Ein weiteres Problem unserer imperialistisch globalisierten Welt ist der Raub von Lebensgrundlagen. Oft kommt es aus Gründen der Perspektivlosigkeit zum Wildjagen und zum Verzehr von Buschfleisch, was die Übertragungswahrscheinlichkeit von Krankheitserregern erhöht. Da Deutschland nicht mehr in der Lage ist sich durch Eigenproduktion selbst zu versorgen, ist das Land auf Lebensmittelimporte angewiesen. Hierbei ist das Ego für fairen internationalen Handel natürlich zu groß. Nur die Kapitalsteigerung macht im Kapitalismus zum Gewinner oder zur Gewinnerin. Zu den Verlierer*innen gehören beispielsweise die Indigenen und die lokale Bevölkerung Westafrikas, deren Versorgungsgrundlage geraubt wird, wenn chinesische, japanische und europäische Konzerne westafrikanische Küsten leer fischen. Ein solches antihumanistisches Handeln der Konzerne steigert in besagten Gebieten nicht nur Armut und Arbeitslosigkeit, sondern führt wie schon beschrieben auch zu einem vermehrten Infektionsrisiko. (2) 

In der momentanen Ausnahmesituation kann nicht vorrangig die ökologische Ebene betrachtet werden. Werfen wir nach dem kapitalistischen Handeln im Bezug auf unsere Umwelt einen Blick auf unser Gesundheitssystem, bahnen sich medizinische Ansätze zur Lösung der Pandemie an, so dass unsere Regierung Zuversicht ausstrahlt. Bisher gibt es auch noch keinen Grund, dass wir diese Krise nicht überstehen würden. Verglichen mit Italien und Spanien gibt es in Deutschland derzeitig noch genug freie Intensivbetten mit Beatmungsgeräten und es werden aktiv weitere Intensivbetten bereitgestellt, indem beispielsweise aufschiebbare Operationen verschoben werden. Aber ob sich auf den bloßen Bemühungen der Politik ausruht werden kann ist fraglich. Nach dem Zweiten Weltkrieg wurden Krankenhäuser immer zunehmend in kapitalistische Systeme integriert. Bis 1985 durften Krankenheime in Deutschland keinen Gewinn machen. Jedoch wurden diese Regelungen bis heute nach und nach gelockert. Spätestens mit der Einführung der Diagnosebezogenen Fallgruppen (kurz DRG) als Festpreisabrechnungssystem war man im aktuellen Wirtschaftssystem angekommen. So gibt es neben den gemeinnützigen GmbH Krankenhäusern auch private, gewinnorientierte Einrichtungen, für welche die Geldvermehrung überlebenswichtig ist. Als Beispiel sei der Gesundheitskonzern „Fresenius-Helios“ genannt, welcher laut Eigenangaben „Europas führender privater Krankenhausbetreiber“ ist. Das Unternehmen strebt eine Gewinnmarge von 12 – 15 % an und hat somit in den ersten drei Quartalen 2019 über 450 Millionen Euro Gewinn erwirtschaftet. (3) Es bleibt zu hinterfragen, ob eine gute Gesundheitsversorgung mit einer börsen-orientierten Unternehmensphilosophie zu vereinbaren ist. 
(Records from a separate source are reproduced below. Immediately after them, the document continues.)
PR #358, opened 2016-10-12
Use edge_lengths_squared to improve robustness

jmespadero:
I have written a edge_lengths_squared function to compute the squared lengths of sides of every triangle/tetrahedron. The reason is to improve the robustness (and sometimes the performance too) of several algorithms that need to use the squared norm of the vectors.

The most obvious result is that it removes the roundoff errors in the igl::cotmatrix() function even for obviously simple case tests as two triangles in unit square.

```
#include <igl/cotmatrix.h>
#include <igl/cotmatrix_entries.h>
#include <igl/internal_angles.h>
#include <Eigen/Dense>
#include <Eigen/Sparse>
#include <iostream>
using namespace std;
int main()
{
  Eigen::MatrixXd V(4,2);
  V<<0,0,
     1,0,
     1,1,
     0,1;
  Eigen::MatrixXi F(2,3);
  F<<0,1,2,
     0,2,3;
     
  Eigen::MatrixXd C(2,3);
  igl::cotmatrix_entries(V,F,C);
  std::cout<<"Cotangents: "<<std::endl<<Eigen::MatrixXd(C)<<std::endl;

  Eigen::MatrixXd A(2,3);
  igl::internal_angles(V,F,A);
  std::cout<<"Angles: "<<std::endl<<A*180./M_PI<<std::endl;
     
  Eigen::SparseMatrix<double> L;
  igl::cotmatrix(V,F,L);
  std::cout<<"cotmatrix: "<<std::endl<<Eigen::MatrixXd(L)<<std::endl;
  
  return 0;
}
```


alecjacobson:
A quick review of this checks out. But sense this is touching some very heavily used functions, we should run all of the examples and make sure that things are behaving correctly. (Here's where unit tests would be great).

jmespadero:
You are right. Please let me know if some test went wrong. 

Also, I would sugest a function that compute a matrix with the (robust) cosines and sines of every internal angle of the triangles (similar to cotmatrix_entries), so every other trigonometric function (as angles, tangent and cotangets) will be trivial.

jmespadero:
Hi, 

Can I do some more to help this pull-request go ahead? Do you want me to write some kind of unit test?
I have found another function (project_isometrically_to_plane()) that could benefit the usage of edge_lengths_squared() to avoid to have to compute edges and then have to square them.

alecjacobson:
yes, in fact, this morning I revived the

https://github.com/libigl/libigl-unit-tests

The documentation there is not great, but if you're willing to hunt around
and see how things are set up you could add some unit tests for the
functions (previously) depending on edge_lengths().

jmespadero:
Done. I have added unit tests for the functions depending on edge_lengths_squared()

- edge_lengths()
- cotmatrix_entries()
- cotmatrix()

If you accept this pull-request, I will change project_isometrically_to_plane() to use edge_lengths_squared()

alecjacobson:
Could we change `edge_lengths_squared` to `squared_edge_lengths`? Since that's how we'd say it in English. 

Beyond that the change to `internal_angles` seems like the only problematic one. The  issue is that if someone's code is currently calling `internal_angles(L,A)` where `L` is a list of edge lengths (not squared). Then after merging this change, their code will silently breaking and `L` will be interpreted as squared edge lengths. This is because the prototype of the function didn't change, but the interpretation of the input parameters did change.

It seems that internally we're only using the `internal_angles(V,F,A)` version and eventually we'd want people to use the squared edge lengths version. Maybe we should _temporarily_ replace the `internal_angles(L,A)` prototype with `internal_angles_using_edge_lengths(L,A)` and `internal_angles_using_squared_edge_lengths(L,A)` where `internal_angles_using_edge_lengths(L,A) = internal_angles_using_squared_edge_lengths(L.squared(),A);`.

This will cause peoples cause to break at compile time rather than silently give the wrong answer at run time. Eventually we can assume that everyone has made the change and remove `internal_angles_using_edge_lengths` and rename `internal_angles_using_edge_lengths` back to `internal_angles`.  Not ideal, but I'm not sure of a better way to do this.

jmespadero:
Of course we can change the name, it will match the criterion used in "double_areas()". 

I agree to you plan or using temporal names `internal_angles_using_edge_lengths(L,A)` and `internal_angles_using_squared_edge_lengths(L,A)`, and mark both as deprecated. Also I would add a comment in the documentation of `internal_angles_using_edge_lengths(L,A)`explaining that the `internal_angles_using_squared_edge_lengths(L,A)` is preferred.

I will make the changes next monday.

alecjacobson:
Excellent. Thanks. Sorry this pull request was painful.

Stehen Umsatz und Gewinn durch das Gesundheitswesen im Vordergrund, so kann Gesundheit und Vorsorge zum Nebenprodukt der Gewinnmaximierung werden. Die heutige Auslastung deutscher Krankenhäuser im Normalbetrieb ist mit knapp 80 % ziemlich hoch. Ebenso sind Pflegekräfte oft überlastet, da sie für zu viele Patient*innen verantwortlich sind. Das bei einer hohen Auslastung der medizinischen Einrichtungen eine Gefahr für nosokomiale Infektionen, also Infektionen, die während eines Aufenthalts in einer Pflege- oder Gesundheitseinrichtung auftreten, höher ist, scheint dabei auf wenig Interesse zu stoßen. Auch sind wirtschaftliche Interessen  mitverantwortlich für die Verringerung der Verweildauer und Nachbehandlung von Kranken. Die angeblichen Erfolge der Privatkrankenhäuser stützen sich oftmals auf Überarbeitung der Angestellten, Bezahlungen unterhalb des Tariflohns und Rosinenpickerei. Mit letzterem ist gemeint, dass Krankenhäuser die Patient*innen anhand ihrer Krankheit aussuchen, denn ökonomisch gesehen lohnt sich die Behandlung mancher Krankheiten oft finanziell mehr und dementsprechend anderer Krankheiten weniger. (4) So entsteht im Gesundheitssystem eine Zweiklassen Gesellschaft.  

Ob unser Gesundheitssystem für die aktuelle Krise gegen Corona genügend vorbereitet ist, wird sich zeigen. Videos und Bekanntmachungen von Mitarbeiter*innen im gesundheitlichen Dienst lassen hingegen schon jetzt schlimmes ahnen. Eine Ökonomisierung, also eine Ausbreitung des Marktes auf das Gesundheitswesen sollte kritisch gesehen werden und das nicht nur in Krisenzeiten. Dass es Gesundheitskonzerne gibt, die börsennotiert sind, zeigt wie widerlich die Situation schon jetzt ist, denn an der Börse wird mit der Gesundheit jedes Einzelnen spekuliert und wer will das schon.  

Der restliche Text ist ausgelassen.